> **TASK TO COMPLETE**
Lines with the string "CHANGELOG" in the data below: report how many there are, and write nothing but the number.

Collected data
PR #119, opened 2021-10-05
docs: Added known issue for rebooting node script

### LINKED ISSUE #112: [1] reboot-nodes script throws an error
**Describe the bug**

When running the reboot-nodes script it sometimes fails when waiting for a node to come back up. The error is

fatal: [staging-sc-k8s-master-1]: FAILED! => {"msg": "The conditional check 'kubelet_heartbeat.rc == 0' failed. The error was: error while evaluating conditional (kubelet_heartbeat.rc == 0): 'dict object' has no attribute 'rc'"}

If the script is executed again it usually works for that node, but might stop on the next, requiring multiple re-runs to reboot all nodes.

**To Reproduce**
Run ./bin/ck8s-kubespray reboot-nodes [sc|wc]

**Expected behavior**
All nodes are rebooted without error

**Screenshots**

- Compliant kubernetes apps version [e.g. v0.8.0]
- compliantkubernetes-kubespray 

**Additional context**

robinAwallace:

Added a note that there is a known issue for the reboot script. I could not recreate the bug, i tried multiple ways to make the step fail but the error was never the same. 

The error occurs if the `kubelet_heartbeat` is not registered in the playbook, which is unclear why it happens. 

I also increased the number of retries, as it may be because of to few retries.

fixes #112 

**Checklist:**

  - [ ] will break the cluster.

### DIFF
--- a/README.md
+++ b/README.md
@@ -73,6 +73,11 @@ You can reboot all nodes that wants to restart (usually to finish installing new
 
 If you set `--extra-vars manual_prompt=true` then you get a manual prompt before each reboot so you can stop the playbook if you want.
 
+### Known issues
+
+- The script may fail with the message `error while evaluating conditional (kubelet_heartbeat.rc == 0): 'dict object' has no attribute 'rc'`
+  - In such situations just rerun the script. It will skip the check for that node, so check that it is up and running manually afterwards.
+
 ## Running other kubespray playbooks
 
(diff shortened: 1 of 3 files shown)


cristiklein (approved):
Thanks for documenting this!

Xartos (approved):

PR #133, opened 2021-11-03
apps:rook add provisioner and plugin tolerations for tainted nodes

lucianvlad:
**What this PR does / why we need it**:  I have added in commented lines the "provisionerTolerations" and "pluginTolerations". These are needed for Exoscale and other cloud providers where we use rook-ceph. It is needed to be able to schedule the csi-rbdplugin pods on nodes that are tainted and be able to mount volumes on those tainted nodes.
Without this, the tainted nodes will not have the csi-rbdplugin pods running on them, and without that the nodes will fail to mount volumes with the following error:

_FailedMount  9m25s (x461 over 15h)  kubelet  MountVolume.MountDevice failed for volume "pvc-9e7ec0da-d52d-46b8-bd74-e5262286cb0d" : kubernetes.io/csi: attacher.MountDevice failed to create newCsiDriverClient: driver name rook-ceph.rbd.csi.ceph.com not found in the list of registered CSI drivers_

**Checklist:**

  - [ ] will break the cluster.

### DIFF
--- a/rook/operator-values.yaml
+++ b/rook/operator-values.yaml
@@ -1,5 +1,13 @@
 csi:
   enableCephfsDriver: false
+  #provisionerTolerations:
+  #  - key: "nodeType"
+  #    operator: Exists
+  #    effect: NoSchedule
+  #pluginTolerations:
+  #  - key: "nodeType"
+  #    operator: Exists
+  #    effect: NoSchedule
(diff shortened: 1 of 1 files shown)


Xartos (approved):
Super!

viktor-f (approved):

PR #147, opened 2021-12-21
bin: add prompt and checks for openstack credentials

### LINKED ISSUE #146: 1 Ensuring that the operator is working on the correct environment

When working on multiple openstack environments it is possible to forget to parse the correct credentials. This is a problem for the openstack controller if the wrong credentials are sourced so it will receive the wrong credentials and will start to fail.  

There are two simple options:

1. Prompting the operator with the current variables and ask if they are correct.
2. Adding a test that ensure that the cloud controller is up and operational. Test to provision a pvc if supported by the infra provider...

**Additional context**

**Definition of done:**
When could this feature be considered done.

When there is a prompt to the user or a test in place ensuring that the cloud controller has the correct config.

viktor-f:
**What this PR does / why we need it**: Adds some checks for openstack credentials and a prompt for the user to hopefully catch when a user would accidentally use the wrong credentials.

**Which issue this PR fixes** *(use the format `fixes #<issue number>(, fixes #<issue_number>, ...)` to automatically close the issue when PR gets merged)*: fixes #146 

Some examples:

No credentials set:
no-creds

`OS_USERNAME` and `OS_PASSWORD` are set:
os-user

`OS_APPLICATION_CREDENTIAL_SECRET` is missing:
no-appsecret

Both openstack user and openstack application credentials are set:
both-creds

**Checklist:**

  - [ ] will break the cluster.

### DIFF
--- a/bin/apply.bash
+++ b/bin/apply.bash
@@ -11,6 +11,8 @@ here="$(dirname "$(readlink -f "$0")")"
 # shellcheck source=bin/common.bash
 source "${here}/common.bash"
 
+check_openstack_credentials
+
 log_info "Creating kubernetes cluster using kubespray"
 pushd "${kubespray_path}"
 
--- a/bin/common.bash
+++ b/bin/common.bash
@@ -46,6 +46,10 @@ log_info() {
     echo -e "[\e[34mck8s\e[0m] ${*}" 1>&2
 }
 
+log_info_no_newline() {
+    echo -e -n "[\e[34mck8s\e[0m] ${*}" 1>&2
+}
+
 log_warning() {
     echo -e "[\e[33mck8s\e[0m] ${*}" 1>&2
 }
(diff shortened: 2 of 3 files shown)


bin/common.bash
```diff
@@ -175,3 +179,51 @@ sops_exec_file_no_fifo() {
...
+# Checks the current openstack env variables to see if anything is missing.
+# The user is then show what is set and prompted if they want to proceed or not.
+# The user can still proceed if nothing is set, to allow for other types of cloud providers.
+check_openstack_credentials() {
+    log_info "Checking for openstack user or openstack application credentials"
+
+    if [ -n "${OS_USERNAME:-}" ] && [ -n "${OS_APPLICATION_CREDENTIAL_NAME:-}" ]; then
+        log_warning "Warning: Both OS_USERNAME and OS_APPLICATION_CREDENTIAL_NAME is set."
+        log_warning "Will default to using Application credentials. You can unset application credentials to use openstack user instead."
+    fi
```
viktor-f, line 192: Should I add this to be 100% sure what credentials are used?
```suggestion
    if [ -n "${OS_USERNAME:-}" ] && [ -n "${OS_APPLICATION_CREDENTIAL_NAME:-}" ]; then
        log_warning "Warning: Both OS_USERNAME and OS_APPLICATION_CREDENTIAL_NAME is set."
        log_warning "Will default to using Application credentials. You can unset application credentials to use openstack user instead."
        unset OS_USERNAME
        unset OS_PASSWORD
    fi
```

crssnd: here I would just exit and let the user decide what credentials he/she wants to use
maybe just print the unset commands for easy copy/paste

viktor-f: Good idea. That might be the best solution.

crssnd (approved):

bin/apply.bash
```diff
@@ -11,6 +11,8 @@ here="$(dirname "$(readlink -f "$0")")"
 # shellcheck source=bin/common.bash
 source "${here}/common.bash"
 
+check_openstack_credentials
```
OlleLarsson, line 14: Do we want this in the run-playbook as well?

OlleLarsson (approved):

bin/apply.bash
OlleLarsson: It was there :)

bin/common.bash
viktor-f: Fixed now.

PR #164, opened 2022-02-28
Rook fixes

cristiklein:

The rook-ceph-toolsbox image change and CrashLoops if created with the wrong Deployment. Pulling the latest version.

Also, the deploy script is not idempotent and may fail with:

```
error: 'owner' already has a value (operator), and --overwrite is false
```

N/A

N/A

**Checklist:**

  - [X] is completely transparent, will not impact the workload in any way.
  - [ ] will break the cluster.

### DIFF
--- a/rook/toolbox-deploy.yaml
+++ b/rook/toolbox-deploy.yaml
@@ -1,8 +1,13 @@
+# This file was originally downloaded from https://github.com/rook/rook/blob/c890710b635e2cd2ae64c08bac0621d89e79c0fc/deploy/examples/toolbox.yaml
+#
+# The following changes were performed:
+# - use stable container image, i.e., 'v1.8.6' instead of master
+# - add resource limits
 apiVersion: apps/v1
 kind: Deployment
 metadata:
   name: rook-ceph-tools
-  namespace: rook-ceph # namespace:cluster
+  namespace: rook-ceph
   labels:
     app: rook-ceph-tools
 spec:
@@ -18,7 +23,7 @@ spec:
       dnsPolicy: ClusterFirstWithHostNet
       containers:
         - name: rook-ceph-tools
-          image: rook/ceph:master
+          image: rook/ceph:v1.8.6
           command: ["/bin/bash"]
           args: ["-m", "-c", "/usr/local/bin/toolbox.sh"]
           imagePullPolicy: IfNotPresent
@@ -43,6 +48,10 @@ spec:
               name: ceph-config
             - name: mon-endpoint-volume
               mountPath: /etc/rook
+          resources:
+            requests:
+             cpu: "5m"
+             memory: "10Mi"
       volumes:
         - name: mon-endpoint-volume
           configMap:
--- a/rook/toolbox-deploy.yaml
+++ b/rook/toolbox-deploy.yaml
@@ -2,6 +2,7 @@ apiVersion: apps/v1
 kind: Deployment
 metadata:
   name: rook-ceph-tools
+  namespace: rook-ceph # namespace:cluster
   labels:
     app: rook-ceph-tools
 spec:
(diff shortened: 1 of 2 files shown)


rook/toolbox-deploy.yaml
```diff
@@ -17,10 +18,15 @@ spec:
       dnsPolicy: ClusterFirstWithHostNet
       containers:
         - name: rook-ceph-tools
-          image: rook/ceph:v1.5.3
-          command: ["/tini"]
-          args: ["-g", "--", "/usr/local/bin/toolbox.sh"]
+          image: rook/ceph:master
```
Xartos, line 21: Isn't `master` basically same as `latest`? I wouldn't like that

rook/toolbox-deploy.yaml
```diff
@@ -17,10 +18,15 @@ spec:
...
+          command: ["/bin/bash"]
```
Xartos, line 22: Any reason to this change?

rook/toolbox-deploy.yaml
```diff
@@ -2,6 +2,7 @@ apiVersion: apps/v1
 kind: Deployment
 metadata:
   name: rook-ceph-tools
+  namespace: rook-ceph # namespace:cluster
```
Xartos, line 5:
```suggestion
  namespace: rook-ceph
```

rook/toolbox-deploy.yaml
```diff
@@ -37,10 +43,6 @@ spec:
               name: ceph-config
             - name: mon-endpoint-volume
               mountPath: /etc/rook
-          resources:
-            requests:
-             cpu: "5m"
-             memory: "10Mi"
```
Xartos, line 43: Why remove resource request? This doesn't follow our best practice. I would rather add limits to it as well.

Xartos (changes requested):

rook/toolbox-deploy.yaml
cristiklein: I was as surprised as you are, but seems like Rook really insists on `master`:
- https://github.com/rook/rook/blob/master/deploy/examples/toolbox.yaml#L21
- https://hub.docker.com/r/rook/ceph/tags?page=1&name=latest
- https://hub.docker.com/r/rook/ceph/tags?page=1&name=master

rook/toolbox-deploy.yaml
cristiklein: CrashLoop. :smile: The newer images do not include `/tini`. We could use an older version of `rook/ceph` in the toolbox, but since this is not on the "critical path" rather it's for debugging, I think that giving the operator the latest and greatest image is nicer.

rook/toolbox-deploy.yaml
cristiklein: I simply copied the file from here: https://github.com/rook/rook/blob/master/deploy/examples/toolbox.yaml#L5

Unsure why they added the comment there, but since I didn't change anything else, it felt weird to change only this.

rook/toolbox-deploy.yaml
cristiklein: Okay, so you argue that we need to depart a bit from the official toolbox manifest, right?

Or should we upstream the `resources`?

Xartos: But otherwise I don't see an issue with deviating in this case since this is just a single manifest tool. So I don't see any burden to manage these small changes.

cristiklein:
@Xartos I addressed all your comments, specifically:

- made container image stable
- added resource requests
- removed comment after namespace

I also added a comment to clearly document origin of file and what changes we made. PTAL.

Xartos (approved):
LGTM!

OlleLarsson (approved):

PR #187, opened 2022-05-02
bin: add remove-node command

### LINKED ISSUE #175: [1]Ensure node variable is set when running remove-node playbook
When running the remove-node.yml playbook you need to set the variable `node` to limit the execution to that host.
If node is not set it will run though all of the worker nodes.

It can happen due to a mistake, spelling or otherwise, that the node variable is not set properly whereby kubespray tries to remove all worker nodes. There is a confirm box when running this playbook, but when it is run for all worker nodes it does not say this in any super obvious way, therefore it can be missed that it is targeting all nodes.

I propose that we create a command for removing nodes to prevent the node variable from being unset.

`bin/ck8s-kubespray remove-node {wc,sc} <node_name>`

Keep using the run-playbook command

**Additional context**
Mistakes happens to everyone, therefore we should make it harder for them to occur whenever we can 😃 

**Definition of done:**
When there is a command that ensures that the node variable is set and passed to the remove-node playbook

OlleLarsson:

fixes #175 

**Checklist:**

  - [ ] will break the cluster.

### DIFF
--- a/WIP-CHANGELOG.md
+++ b/WIP-CHANGELOG.md
@@ -1,0 +1,2 @@
+### Added
+- Added `remove-node` command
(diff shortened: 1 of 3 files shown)


crssnd (approved):
please update or create an issue to update the internal docs with this new script

viktor-f (approved):

PR #202, opened 2021-11-29
TagEdit category resolver

peolic:
This just seems better than calling the API.


pkg/api/resolver_model_tag_edit.go
```diff
@@ -0,0 +1,20 @@
...
+type tagEditResolver struct{ *Resolver }
+
+func (r *tagEditResolver) Category(ctx context.Context, obj *models.TagEdit) (*models.TagCategory, error) {
+	if obj.CategoryID == nil {
+		return nil, nil
+	}
+
+	qb := r.getRepoFactory(ctx).TagCategory()
+	categoryID, _ := uuid.FromString(*obj.CategoryID)
+	return qb.Find(categoryID)
```
peolic: If this PR is merged before #199, this needs to be modified.
```suggestion
	return qb.Find(*obj.CategoryID)
```

ghost: I recommend using a dataloader for this seeing as a scene could have a lot of tags, most of which will have the same categories. The tagResolver already uses one for categories.

ghost: Duh, no, this is a tagEdit, nevermind.

ghost (approved):
Yup, definitely better than using graphql.

PR #208, opened 2021-11-30
Optimize pending edits query

peolic:
Only query the count. Probably marginal but the entire edits are just not needed for this.


frontend/src/graphql/queries/PendingEdits.gql
```diff
@@ -0,0 +1,8 @@
+query PendingEdits($type: TargetTypeEnum!, $id: ID!) {
```
peolic: Maybe should be named `PendingEditsCount`, or some other thing?

ghost: Yeah, `PendingEditsCount` sounds fine to me.

ghost (approved):

PR #214, opened 2021-12-03
Fix initial root password

peolic:
The password of the bot user was being printed.


ghost (approved):
Duh, I probably should've tested that first. Thanks!

PR #216, opened 2021-12-05
Fix scenes fingerprints criterion

peolic:
`/scenes?fingerprint={hash}` is currently broken:
`[GraphQL error]: Message: uuid: incorrect UUID length 16 in string "<hash>", Location: undefined, Path: queryScenes,scene_filter,fingerprints,value,0`

~~Not sure how to proceed from this point, yet.~~

I assume the correct fix is an interface that makes the two `Multi` types compatible with each other so they can be used in a single `getMultiCriterionClause` function, ~but that's where I got stuck.~


ghost (approved):
Nice solution!

PR #140, opened 2021-10-12
Add customizable URL targets

ghost:
Replaces URL types with a `Site` entity which represents either an external website like Twitter, Wikipedia, etc. or a general link target like a Homepage. Sites can have URLs if they're concrete websites, in which case favicons are fetched. They can also have a regular expression attached which allows for cleaning pasted urls. Sites are managed the same as tag categories, admin only.

The migration is a bit sloppy since it only handles two specific types of existing urls, but those are the only ones currently used anywhere I'm aware of, so it should be fine.

PR #218, opened 2021-12-08
Refactor edit diffing

peolic:
Splitting out the edit diffing refactor + a few other changes from #140.
Probably needs a little bit more testing because I did make some changes here and there, overall is okay.

Not in the commit messages:
* Added "OTHER" to `utils.enum.ethnicityEnum` (was missing)
* Changed [`func (m *StudioEditProcessor) diffImages`](https://github.com/InfiniteTF/stash-box/blob/e0f391b41299a80a6bc04c21d83df8d312a04b51/pkg/manager/edit/studio.go#L99)'s return value to `nil`.

#140 rebased onto this branch: https://github.com/peolic/stash-box/tree/url-sites-rebased
The [`InfiniteTF/url-sites <--> peolic/url-sites-rebased` diff](https://github.com/InfiniteTF/stash-box/compare/url-sites..peolic:url-sites-rebased) is minimal so went over it, should be good.

Summary:
* Update libs
* Use `URLFragment` and `ImageFragment`
* Remove bootstrap-4 classes
* import order in api.integration_test
* Refactor edit diffing
  - StudioSelect:
	- change value shape
  - StudioForm:
    - add tabs
    - add preview of changes on confirm tab
    - rename `name` field
    - add image upload warning
  - PerformerForm:
    - fix auto breast type change on gender change
    - refactor preview of changes
* Add submission errors to edit pages
  - Prevent submission of empty tag edit
  - Replace errors in edit manager

### DIFF
--- a/frontend/package.json
+++ b/frontend/package.json
@@ -31,7 +31,7 @@
     "@types/react-router-dom": "^5.1.8",
     "@typescript-eslint/eslint-plugin": "^5.4.0",
     "@typescript-eslint/parser": "^5.4.0",
-    "@vitejs/plugin-react": "1.0.5",
+    "@vitejs/plugin-react": "^1.1.1",
     "apollo": "^2.33.9",
     "eslint": "^8.2.0",
     "eslint-config-airbnb-typescript": "^16.0.0",
--- a/frontend/src/Login.tsx
+++ b/frontend/src/Login.tsx
@@ -94,7 +94,7 @@ const Login: FC = () => {
               </Link>
             </div>
           </Col>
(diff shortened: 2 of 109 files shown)


peolic:
There are circular imports between `{Performer,Scene,Studio}Form.tsx` and their corresponding `diff.ts`.
It might be causing issues for me (WSL2 hanged multiple times while working on these branches), but I'm not sure
~~It should technically be fine since they are all type imports, so that's why I'm not sure.~~ One is a type import, the other is a function.

Edit:
Well, I guess the Performer one has been there a while...

PR #220, opened 2021-12-18
Add SceneEdit/PerformerEdit/StudioEdit URL resolvers

peolic:


peolic:
Ok, maybe the resolvers are not needed? (it didn't make sense anyway)
There was an error on the staging instance, now it's gone and I can't reproduce it locally 😅

PR #222, opened 2021-12-18
Correct logic for displaying "Current Vote" info

peolic:
What I meant to do was show it to the edit submitter even when they don't have the EDIT role yet.
This corrects that.
Sorry 😅


ghost:
Duh, I missed that completely. Thanks!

> **TASK RESULT**
2